What the task asks.
The lines to extract run from the first line of the entries through the line that contains "lgtm [merge]"; reproduce exactly those lines and no others.

Task material.
• • • • •

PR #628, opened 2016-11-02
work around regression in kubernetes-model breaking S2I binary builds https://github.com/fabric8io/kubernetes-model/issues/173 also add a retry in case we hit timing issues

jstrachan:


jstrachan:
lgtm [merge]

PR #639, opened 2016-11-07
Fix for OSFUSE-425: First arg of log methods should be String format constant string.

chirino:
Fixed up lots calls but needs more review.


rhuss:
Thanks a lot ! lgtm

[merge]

• • • • •

Problem solution.
PR #628, opened 2016-11-02
work around regression in kubernetes-model breaking S2I binary builds https://github.com/fabric8io/kubernetes-model/issues/173 also add a retry in case we hit timing issues

jstrachan:


jstrachan:
lgtm [merge]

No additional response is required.